Why Gloria is running

In December 2002, Gloria Macapagal-Arroyo felt so discouraged about how the country was faring under her leadership that she found herself suddenly announcing she was not standing for election in 2004.  The decision jolted even her closest allies who were only too aware of her consuming quest for another six-year term.

By then, two years had passed since the presidency fell on Gloria’s lap.  The euphoric expectations that attended the overthrow of an incompetent and corrupt presidency had all but evaporated.  Hopes for reform lay buried under a series of compromises forged by a fixation with 2004.  The public was restless again.  The President saw that she was the focal point of the relentless politicking that plagued the country.  She said she was sacrificing her political ambition to begin a national healing process that would permit the government to do its work.  The announcement was widely applauded as a new beginning.

Nine months later, she is still talking of personal sacrifice, but this time what she is offering to give up is no longer political ambition but the pleasure of retirement.  The country is as divided as ever, she admits.  But instead of being heckled into retirement, she is now accepting the challenge of continued service, citing the experience she has gained as president as an advantage the country should not waste.  What experience is she talking about?  Experience at using political power to perpetuate political power?

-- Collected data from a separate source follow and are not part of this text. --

PR #1357, opened 2019-09-06
iOS DarkMode toolbar buttons

etoledom:
`gutenberg` PR: https://github.com/WordPress/gutenberg/pull/17356
## Description

This PR allow us to add different styles to DashIcons inside IconButton component depending on the the style theme (Dark/Light mode).

It also enhance the DarkMode theme for Toolbar buttons (and the toolbar separator)

With this change, is not needed to send `ariaPressed` prop from `IconButton`. This is a change that [was requested](https://github.com/WordPress/gutenberg/pull/13977#issuecomment-468731745) long ago, (even though we still are sending it button states).

A second idea is to send styles directly to DashIcon from the Button, to avoid having to declare styles for every new class. I'm not sure if this is something we want to change though.

As always any moment is welcome! 

toolbar

To test:
- Run the example app with Xcode 11 beta
- Check that the toolbar colors are correct on the toolbar (following the screenshots)
- Check that the rest of the icons in the app shows properly
  - In particular the BottomSheet icons (Add link / Image settings)
- Check that the icon Subscript is colored properly (Numbers on H1, H2, etc...)

cc @iamthomasbishop

### DIFF
--- a/RELEASE-NOTES.txt
+++ b/RELEASE-NOTES.txt
@@ -1,3 +1,13 @@
+1.15.0
+------
+* Fix issue when multiple media selection adds only one image or video block on Android
+* Fix issue when force Touch app shortcut doesn't work properly selecting "New Photo Post" on iOS
+
+1.14.0
+------
+* Fix a bug on iOS 13.0 were tapping on a link opens Safari
+* Fix a link editing issue, where trying to add a empty link at the start of another link would remove the existing link.
+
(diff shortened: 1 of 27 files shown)


iamthomasbishop:
Beyond stoked to see this! Well done @etoledom!

etoledom:
Thank you!

PR #1360, opened 2019-09-09
Intercept paste without formatting command.

### LINKED ISSUE #1311: [iOS] Placeholder text remains after "Paste without Formatting"
Pasting text on iOS using `Paste without Formatting` doesn't remove the block placeholders. (A regular `Paste` works fine, and on Android `Paste as plain text` also works fine.)

Steps to reproduce:

1. Copy text (from within the editor or from another app).
2. In the title field or any block, use `Paste without Formatting` to paste the text.

Result: The placeholder overlaps the pasted text.

Tested on iPhone XS and iPad Mini, iOS 12.4, WPiOS 13.0.1 and 13.1.0.20190819.

SergioEstevao:
Fixes #1311

This PR changes the code in the RNAztecView in order to override the `pasteWithoutFormatting` the same way we do with `paste` and do the paste action in GB instead of relying in the Aztec paste.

Since she became president, GMA has shown nothing but the same ruthless readiness to treat top government offices as political spoils to be distributed to individuals who have no other qualification but personal loyalty to the president.  Edsa II was a revolt against the culture of patronage.  But instead of dismantling this pre-modern political culture, GMA began her presidency by enforcing its logic.

This went on even after she announced her retirement from politics. As a political observer, I have learned not to assign too much weight to the reasons that politicians give for their actions.   I find that they have no trouble citing the same value to justify two diametrically opposed decisions.  More crucial to understanding political behavior is the analysis of conditions that make certain outcomes possible.

After GMA announced her withdrawal from politics, the public started to look to other leaders for new visions.  This was a public that was fed up with politics.  For a while Raul Roco was the most attractive alternative.  Young educated Filipinos who formed the constituency of Edsa II looked to him for leadership.  Unfortunately, Roco failed to rise above the generalities that all politicians mouth when they aspire for the presidency.  What the public was looking for was someone with a clear view of the road ahead and was unequivocal about his priorities.  For some puzzling reason, Roco became quiet when he needed to be heard more.

Then Danding Cojuangco entered the picture promising a form of expertise bred in the corporate world. Politicians crossed party lines to endorse his candidacy.  But the excitement over Cojuangco proved to be short-lived.  As it turned out, it was not his past as a Marcos crony that hobbled him so much as his image as a wealthy politician who had almost nothing to say about mass poverty.  No matter how his publicists tried to invest him with a common touch, the masa could not identify with him.  The low ratings he got with the D and E crowd attest to this.

On the other hand, Ping Lacson, who started out as an improbable presidential aspirant, managed to command serious attention with his no-nonsense approach to public issues.  He was always forthright with his answers to questions.  He resonated the public’s contempt for politicians, and he consistently spoke in an idiom that instantly connected him to the masa.  He also succeeded in impressing a segment of the middle class that was fed up with rampant criminality and police corruption.  But Lacson has a long way to go.  He is a single-issue candidate.  His readiness to resort to malicious innuendo in his campaign to nail down the First Gentleman for corruption and money laundering has left a bad taste in the mouth.  The nation is looking for a statesman, not a rumormonger.

Gloria saw that none of the presidential aspirants has been able to capture the public imagination.  In the meantime, she regained her self-confidence after a well-publicized state visit to the United States. Her foreign trips gave her many opportunities to show her mettle as an Asian leader.  The Filipino intelligentsia justly derides her for her sycophancy to George W. Bush Jr. but in a country where proAmericanism is a religion, that is hardly a disqualification.  The Oakwood mutiny was the turning point for her.  She was determined to crush it, no matter what the cost. The surrender of the mutineers completely restored her spirit.

Anyone in her position after Oakwood would have been very stupid to give up the presidency.  Today GMA imagines herself as God’s anointed. In the midst of so much political mediocrity, she has come to a full realization of her powers. She projects strength and resoluteness.  Filipinos like that in their leaders.

All this means that Gloria will be very difficult to dislodge. If she wins, it will almost be by default.  Only a leader with a populist appeal and a clear pro-poor agenda, someone untainted by politics, can mount a formidable challenge against her.  Even if he or she loses, the sheer candidacy of such a leader would have the immediate effect of dispelling the political cynicism that has corroded our country’s public life.